[[ Stored data open ]]
PR #2196, opened 2019-07-28
Add vbroadcastsd kernel to dgemm_kernel_4x8_haswell.S

wjc404:
By carefully examining the haswell dgemm kernel code, I found there's an equivalent micro kernel that load elements from matrix A through broadcast operations, to the current one which arranges the elements from A by permute instructions. 
I added the broadcast kernel to the current implementation, along with a "switch" (#define BROADCASTKERNEL) so developers can easily switch back to permute kernel (by disabling the definition) if it is more efficient on the target CPU.
When applying the broadcast kernel, I observed a performance gain of 0.4 GFLOPS (65.3 -> 65.7) on i9-9900K (1 thread, 4.4 GHz). On r7-3700x (1 thread, 3.6 GHz) the improvement was 0.1-0.4 GFLOPS.

### DIFF
--- a/kernel/x86_64/dgemm_kernel_4x8_haswell.S
+++ b/kernel/x86_64/dgemm_kernel_4x8_haswell.S
@@ -107,6 +107,7 @@ USE OF THIS SOFTWARE, EVEN IF ADVISED OF THE POSSIBILITY OF SUCH DAMAGE.
 
 #define	A_PR1	512
 #define	B_PR1	160
+#define BROADCASTKERNEL
 
 /*******************************************************************************************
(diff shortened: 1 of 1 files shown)


wjc404:
Screenshot from 2019-07-28 16-52-32

wjc404:
Screenshot from 2019-07-28 16-55-19
99% MKL performance now

TiborGY:
> 
> 
> 99% MKL performance now

Nice!

martin-frbg:
Impressive. I wish I could do that...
[[ Stored data closed ]]
Assignment: Transcribe all the material exactly.

Reply:
PR #2196, opened 2019-07-28
Add vbroadcastsd kernel to dgemm_kernel_4x8_haswell.S

wjc404:
By carefully examining the haswell dgemm kernel code, I found there's an equivalent micro kernel that load elements from matrix A through broadcast operations, to the current one which arranges the elements from A by permute instructions. 
I added the broadcast kernel to the current implementation, along with a "switch" (#define BROADCASTKERNEL) so developers can easily switch back to permute kernel (by disabling the definition) if it is more efficient on the target CPU.
When applying the broadcast kernel, I observed a performance gain of 0.4 GFLOPS (65.3 -> 65.7) on i9-9900K (1 thread, 4.4 GHz). On r7-3700x (1 thread, 3.6 GHz) the improvement was 0.1-0.4 GFLOPS.

### DIFF
--- a/kernel/x86_64/dgemm_kernel_4x8_haswell.S
+++ b/kernel/x86_64/dgemm_kernel_4x8_haswell.S
@@ -107,6 +107,7 @@ USE OF THIS SOFTWARE, EVEN IF ADVISED OF THE POSSIBILITY OF SUCH DAMAGE.
 
 #define	A_PR1	512
 #define	B_PR1	160
+#define BROADCASTKERNEL
 
 /*******************************************************************************************
(diff shortened: 1 of 1 files shown)


wjc404:
Screenshot from 2019-07-28 16-52-32

wjc404:
Screenshot from 2019-07-28 16-55-19
99% MKL performance now

TiborGY:
> 
> 
> 99% MKL performance now

Nice!

martin-frbg:
Impressive. I wish I could do that...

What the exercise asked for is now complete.